Single nucleotide variant identification at different read depths
We studied the effect of read depth on specificity by examining the read depth at individual SNV calls in our complete RNA-Seq dataset of eight lanes. We found that at a read depth of 3 (the minimum required for a variant to be called), the specificity for SNVs found in the complete set of exons was only 0.28, but that as read depth increased, so did specificity, until it reached a plateau of between 0.6 and 0.75 for read depths between 50 and 1,200 (Supplemental figure S1 in Additional file 1). The 13,892 SNVs called between these read depth levels had a specificity of 0.67 (sensitivity of 0.19). However, above a depth of 1,200, the specificity fell again, becoming as low as 0.05 for the 94 SNVs with read depths greater than 2,000. Similar trends were found for core exonic SNVs (sensitivity 0.22 and specificity 0.77), SNVs in PBMC-expressed genes (sensitivity 0.59 and specificity 0.84), and SNVs in PBMC-expressed genes without paralogs (sensitivity 0.58 and specificity 0.90) when restricting to SNVs with a read depth between 50 and 1,200 (Supplemental figure S1 in Additional file 1).

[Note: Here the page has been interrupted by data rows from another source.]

PR #67, opened 2017-07-19
Add parse_service spec

cben:
Split from #60, I'm gonna wait with the change there, but more tests are
always good :-)

@miq-bot add-label test
@zeari @zakiva Please review

### DIFF
--- a/spec/models/manageiq/providers/kubernetes/container_manager/refresh_parser_spec.rb
+++ b/spec/models/manageiq/providers/kubernetes/container_manager/refresh_parser_spec.rb
@@ -1173,4 +1173,59 @@ describe ManageIQ::Providers::Kubernetes::ContainerManager::RefreshParser do
         })
     end
   end
+
+  context "services" do
+    let(:service) do
+      array_recursive_ostruct(
+        :metadata => {
+          :name              => "docker-registry",
+          :namespace         => "default",
+          :selfLink          => "/api/v1/namespaces/default/services/docker-registry",
+          :uid               => "13d3bcf7-e6f9-11e6-a348-001a4a162683",
+          :resourceVersion   => "651",
+          :creationTimestamp => "2017-01-30T14:33:33Z",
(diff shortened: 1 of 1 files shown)


spec/models/manageiq/providers/kubernetes/container_manager/refresh_parser_spec.rb
```diff
@@ -1173,4 +1173,59 @@
...
+          :uid               => "13d3bcf7-e6f9-11e6-a348-001a4a162683",
+          :resourceVersion   => "651",
+          :creationTimestamp => "2017-01-30T14:33:33Z",
+          :labels            => {:"docker-registry" => "default"},
+        },
+        :spec     => {
+          :ports           => [
+            {:name => "5000-tcp", :protocol => "TCP", :port => 5000, :targetPort => 5000},
+          ],
+          :selector        => {:"docker-registry" => "default"},
```
moolitayer: kubeclient returns string as hash keys doesn't it @cben ?

cben: it returns RecursiveOpenStructs (and so does the test here), so symbol/string keys don't matter.
anyway note the colon before the quotes — this is a symbol.
or did you ask something else?

moolitayer: yeah I was wondering why this is a symbol and not a string. I get your answer you are saying it is the same in a ROS

cben: `selectors` hash indeed has user-supplied free form keys so yes a string could make sense, but physically we get JSON that doesn't make that semantic distinction.
I just didn't stop to think about it, used symbols as everywhere.  IMHO making a disctinction where none exists might be more confusing.

moolitayer:
@zeari can you review ?

PR #69, opened 2017-07-19
Convert quotas to numeric values

zakiva:
Parse the quotas as numeric (int or float) values instead of string. 

Depends on https://github.com/ManageIQ/manageiq-schema/pull/44

@simon3z @zeari Please review

### DIFF
--- a/app/models/manageiq/providers/kubernetes/container_manager/refresh_parser.rb
+++ b/app/models/manageiq/providers/kubernetes/container_manager/refresh_parser.rb
@@ -891,15 +891,15 @@ module ManageIQ::Providers::Kubernetes
       end
 
       resource_quota.spec.hard.to_h.each do |resource_name, quota|
-        new_result_h[resource_name][:quota_desired] = quota
+        new_result_h[resource_name][:quota_desired] = parse_quantity(quota)
       end
 
       resource_quota.status.hard.to_h.each do |resource_name, quota|
-        new_result_h[resource_name][:quota_enforced] = quota
+        new_result_h[resource_name][:quota_enforced] = parse_quantity(quota)
       end
 
       resource_quota.status.used.to_h.each do |resource_name, quota|
-        new_result_h[resource_name][:quota_observed] = quota
+        new_result_h[resource_name][:quota_observed] = parse_quantity(quota)
       end
 
       new_result_h.values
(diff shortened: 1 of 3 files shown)


cben:
@zeari how does this relate to your suffixed->value conversion quest?

zeari:
> @zeari how does this relate to your suffixed->value conversion quest?

Its about the same and relies on mostly the same types of conversions

zakiva:
@moolitayer Please review

app/models/manageiq/providers/kubernetes/container_manager/refresh_parser.rb
```diff
@@ -869,28 +869,40 @@ def parse_resource_quota(resource_quota)
...
 
       resource_quota.status.used.to_h.each do |resource_name, quota|
-        new_result_h[resource_name][:quota_observed] = quota
+        add_numeric_quota(new_result_h[resource_name], quota, "quota_observed")
       end
 
       new_result_h.values
     end
 
+    def add_numeric_quota(h, quota, key)
```
moolitayer: `s/key/prefix/`

cben:
@zakiva tests in #22 might help (you probably knew this)

app/models/manageiq/providers/kubernetes/container_manager/refresh_parser.rb
zakiva: done

zakiva:
@moolitayer `parse_quantity` method was added through #22 by @zeari with some tests (removed it from here after rebase). I updated the quotas specs and added some other example values.

moolitayer:
@zeari @cben review pls

moolitayer:
The code parsing quotas[1] is a little hard to read already and getting harder (I think I wrote it ¯\_(ツ)_/¯). 

@zakiva maybe you can add in another PR an example for the value of resource_quota.spec.<x>.to_h?

I'm sure you'll find the best way to do it

[1]
```
resource_quota.X.Y.to_h.each do |resource_name, quota|
  new_result_h[resource_name][:quota_desired] = quota
end
```

moolitayer:
@zakiva can you check Travis?

zakiva:
Updated the PR according to the schema changes, we'll probably store all values as floats (makes this PR much simpler).

Fryguy:
Merged the schema, so bouncing this PR.

zakiva:
@moolitayer this should be ready now

PR #72, opened 2017-07-23
Use k8s provider in k8s tests

moolitayer:
- Use k8s provider in k8s tests
- Remove lots of VCR interactions not actually needed in the test (but called by an OpenShift refresh)

PR #73, opened 2017-07-25
Add persistor with configurable saver strategy

Ladas:
Add Persistor with configurable saver strategy. Encapsulating ICs to Persistor and exposing the options to Settings. Testing both ;default and :batch strategies

Check with https://github.com/ManageIQ/manageiq-providers-kubernetes/pull/73/files?w=1 to filter out the whitespace changes

### DIFF
--- a/app/models/manageiq/providers/kubernetes/container_manager/inventory_collections.rb
+++ b/app/models/manageiq/providers/kubernetes/container_manager/inventory_collections.rb
@@ -131,7 +131,6 @@ module ManageIQ::Providers::Kubernetes::ContainerManager::InventoryCollections
         )
       )
     # images have custom_attributes but that's done conditionally in openshift parser
-    initialize_custom_attributes_collections(manager.container_images, %w(labels docker_labels))
 
     @collections[:container_groups] =
       ::ManagerRefresh::InventoryCollection.new(
--- a/app/models/manageiq/providers/kubernetes/container_manager/inventory_collections.rb
+++ b/app/models/manageiq/providers/kubernetes/container_manager/inventory_collections.rb
@@ -7,16 +7,13 @@ module ManageIQ::Providers::Kubernetes::ContainerManager::InventoryCollections
     nil
   end
 
-  def saver_strategy
-    :default
-  end
-
   def shared_options
-    {
-      :strategy       => strategy,
-      :targeted       => targeted,
-      :saver_strategy => saver_strategy
-    }
+    settings_options = options[:inventory_collections].try(:to_hash) || {}
+
+    settings_options.merge(
+      :strategy => strategy,
+      :targeted => targeted,
+    )
   end
 
   def initialize_inventory_collections
--- a/app/models/manageiq/providers/kubernetes/container_manager/inventory_collections.rb
+++ b/app/models/manageiq/providers/kubernetes/container_manager/inventory_collections.rb
@@ -227,7 +227,7 @@ module ManageIQ::Providers::Kubernetes::ContainerManager::InventoryCollections
           :model_class => ContainerServicePortConfig,
           :parent      => manager,
           :association => :container_service_port_configs,
-          :manager_ref => [:container_service, :ems_ref, :protocol]
+          :manager_ref => [:ems_ref, :protocol]
         )
       )
 
--- a/app/models/manageiq/providers/kubernetes/container_manager/inventory_collections.rb
+++ b/app/models/manageiq/providers/kubernetes/container_manager/inventory_collections.rb
@@ -1,247 +1,327 @@
 module ManageIQ::Providers::Kubernetes::ContainerManager::InventoryCollections
-  def initialize_inventory_collections(ems, _options)
-    # TODO: Targeted refreshes will require adjusting the associations / arels. (duh)
-    @collections = @inv_collections = {}
-    @inv_collections[:container_projects] = ::ManagerRefresh::InventoryCollection.new(
-      :model_class    => ContainerProject,
-      :parent         => ems,
-      :builder_params => {:ems_id => ems.id},
-      :association    => :container_projects,
-      :secondary_refs => {:by_name => [:name]},
-      :delete_method  => :disconnect_inv,
-    )
-    initialize_custom_attributes_collections(ems.container_projects, %w(labels additional_attributes))
+  def targeted
+    false
+  end
 
-    @inv_collections[:container_quotas] = ::ManagerRefresh::InventoryCollection.new(
-      :model_class          => ContainerQuota,
-      :parent               => ems,
-      :builder_params       => {:ems_id => ems.id},
-      :association          => :container_quotas,
-      :attributes_blacklist => [:namespace],
+  def strategy
+    nil
+  end
+
+  def saver_strategy
+    :default
+  end
+
+  def shared_options
+    {
+      :strategy       => strategy,
+      :targeted       => targeted,
+      :saver_strategy => saver_strategy
+    }
+  end
+
+  def initialize_inventory_collections
+    # TODO: Targeted refreshes will require adjusting the associations / arels. (duh)
+    @collections[:container_projects] = ::ManagerRefresh::InventoryCollection.new(
+      shared_options.merge(
+        :model_class    => ContainerProject,
+        :parent         => manager,
+        :builder_params => {:ems_id => manager.id},
+        :association    => :container_projects,
+        :secondary_refs => {:by_name => [:name]},
+        :delete_method  => :disconnect_inv,
+      )
     )
-    @inv_collections[:container_quota_items] = ::ManagerRefresh::InventoryCollection.new(
-      :model_class => ContainerQuotaItem,
-      :parent      => ems,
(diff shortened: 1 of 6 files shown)


Ladas:
cc @agrare @cben

app/models/manageiq/providers/kubernetes/container_manager/inventory_collections.rb
```diff
@@ -1,256 +1,336 @@
...
-        :parent               => ems,
-        :builder_params       => {:ems_id => ems.id},
-        :association          => :container_routes,
-        :attributes_blacklist => [:namespace],
+        shared_options.merge(
+          :model_class          => ContainerRoute,
+          :parent               => manager,
+          :builder_params       => {:ems_id => manager.id},
+          :association          => :container_routes,
+          :attributes_blacklist => [:namespace, :tags],
```
Ladas: @cben I needed to blacklist tags to have OSE test passing, is there some other change that doesn't require this?

cben: Hmm, didn't notice `parse_*` functions are setting tags.  I'm surprised it worked so far without the blacklist :-)

Ladas: It might have been a bad rebase, because it was there and then I noticed it was missing when I rebased yesterday. Without it, the OpenShift specs were failing for me.

app/models/manageiq/providers/kubernetes/container_manager/refresh_parser.rb
```diff
@@ -41,8 +40,12 @@ def ems_inv_to_hashes(inventory, _options = Config::Options.new)
       @data
     end
 
+    def persister_class
+      ManageIQ::Providers::Kubernetes::Inventory::Persister::ContainerManager
```
Ladas: possibly, but the next step should be to expose persistor, instead of @inv_collections.

spec/models/manageiq/providers/kubernetes/container_manager/refresher_spec.rb
```diff
@@ -526,7 +526,26 @@ def assert_disconnected(object)
...
+      end
+
+      # TODO: pending graph tag mapping implementation
+      include_examples "kubernetes refresher VCR tests", :check_tag_mapping => false
+    end
+
+    context "with :batch saver" do
+      before(:each) do
+        stub_settings_merge(
+          :ems_refresh => {:kubernetes => {:inventory_collections => {:saver_strategy => :batch}}}
```
Ladas: Settings can handle symbol, we use in on few places now. But yeah, the interface should probably handle string too. Should be done in coming PRs, where I will be refactoring the interface.

cben:
codeclimate is all about InventoryCollection construction, ignorable.

cben:
@miq-bot add-label performance
(a *lot* of performance :-)

cben:
@moolitayer @enoodle @zeari please review.
(`?w=1` link in PR description helps.)

app/models/manageiq/providers/kubernetes/container_manager/refresh_parser.rb
```diff
@@ -41,8 +40,14 @@ def ems_inv_to_hashes(inventory, _options = Config::Options.new)
...
+    end
+
     def ems_inv_to_inv_collections(ems, inventory, options = Config::Options.new)
-      initialize_inventory_collections(ems, options)
+      persister = persister_class.new(ems)
+      # TODO expose Persistor and use that
```
moolitayer: @Ladas can you please explain this TODO?

app/models/manageiq/providers/kubernetes/container_manager/inventory_collections.rb
```diff
@@ -1,247 +1,324 @@
...
+  def targeted
+    false
+  end
+
+  def strategy
+    nil
+  end
+
+  def shared_options
+    settings_options = options[:inventory_collections].try(:to_hash) || {}
```
moolitayer: Where is options coming from?

app/models/manageiq/providers/kubernetes/container_manager/inventory_collections.rb
```diff
@@ -1,247 +1,324 @@
...
+
+    settings_options.merge(
+      :strategy => strategy,
+      :targeted => targeted,
```
moolitayer: Is it intentional these two can't be configured?

app/models/manageiq/providers/kubernetes/container_manager/inventory_collections.rb
```diff
@@ -1,247 +1,324 @@
 module ManageIQ::Providers::Kubernetes::ContainerManager::InventoryCollections
-  def initialize_inventory_collections(ems, _options)
+  def targeted
+    false
+  end
+
+  def strategy
+    nil
```
moolitayer: what is the meaning of a nil strategy ? can we be explicit ?

app/models/manageiq/providers/kubernetes/container_manager/inventory_collections.rb
```diff
@@ -1,247 +1,324 @@
...
-        :secondary_refs       => {:by_namespace_and_name => [:namespace, :name]},
-        :attributes_blacklist => [:namespace],
+        shared_options.merge(
+          :model_class          => ContainerService,
+          :parent               => manager,
+          :builder_params       => {:ems_id => manager.id},
+          :association          => :container_services,
+          :secondary_refs       => {:by_namespace_and_name => [:namespace, :name]},
+          :attributes_blacklist => [:namespace],
+          :saver_strategy       => :default # TODO(perf) Can't use batch strategy because of usage of M:N container_groups relation
```
moolitayer: M:N = M:M ? if not what does it mean?

app/models/manageiq/providers/kubernetes/container_manager/inventory_collections.rb
Ladas: that is on a base class Persistor, taking it from the advanced settings

app/models/manageiq/providers/kubernetes/container_manager/refresh_parser.rb
Ladas: just that we should replace the usage of @inv_collections, that we have in many files by the Persister object, that should be the interface

app/models/manageiq/providers/kubernetes/container_manager/inventory_collections.rb
Ladas: yes, those 2 will be overwritten by the Persistor class used for subgraph saving. The interface itself, I still need to redesign it, trying to figure it out now. :-)

app/models/manageiq/providers/kubernetes/container_manager/inventory_collections.rb
Ladas: the relation table container_groups_container_services, we need to model it as a separate InventoryCollection, then the batch saving will work. For both container_groups and container_groups_container_services

app/models/manageiq/providers/kubernetes/container_manager/inventory_collections.rb
Ladas: This is the DB searching strategy, default is nil.  We will redefine it for the sub-graph saving Persistor

app/models/manageiq/providers/kubernetes/container_manager/refresh_parser.rb
moolitayer: ahh okay, was a little confused by the fact that here the todo is already done...

app/models/manageiq/providers/kubernetes/container_manager/inventory_collections.rb
moolitayer: oh I see it on InventoryCollection now, nice doc!

app/models/manageiq/providers/kubernetes/container_manager/refresh_parser.rb
Ladas: yeah, we just need to fix all the other places. :-)

app/models/manageiq/providers/kubernetes/container_manager/inventory_collections.rb
Ladas: yeah, I need to refactor those though, since the number of settings to cover all the corner cases has grown a lot :-) So that interface + connection to Settings refactoring is on the roadmap next.

moolitayer:
BTW @Ladas it would be nice to have an empty `inventory_collections` in the settings for visibility

Ladas:
@moolitayer right, I haven't figured out the exact format yet, once i do, I'll push it to the settings. We will probably need to be able to set the option for specific Persistor and specific InventoryCollection.

bdunne:
@moolitayer Any reason there's no milestone here?

moolitayer:
@bdunne see https://github.com/ManageIQ/manageiq-providers-kubernetes/pull/72#issuecomment-321251645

We also studied the effect of read depth on specificity as the dataset increased from one to eight lanes. We found that at only one lane of RNA-Seq data, the specificity was 0.5 for SNVs with a read depth of 3, which was far better than the value of 0.28 found when using all eight lanes of data. Again, the specificity increased as the read depth increased, but in this lower coverage dataset the specificity reached a plateau of between 0.6 and 0.75 at greater than 10 reads, far earlier than the 50 reads needed for specificity stability in the eight lane dataset. The specificity also decayed at a much lower read depth in this smaller dataset, becoming less than 0.6 when the read depth was greater than 150. As the dataset increased from one lane to all eight lanes, the overall specificity continually decreased (Figure 1), and the minimum and maximum read depth value required for specificity to remain stable continually increased (Supplemental figure S2 in Additional file 1).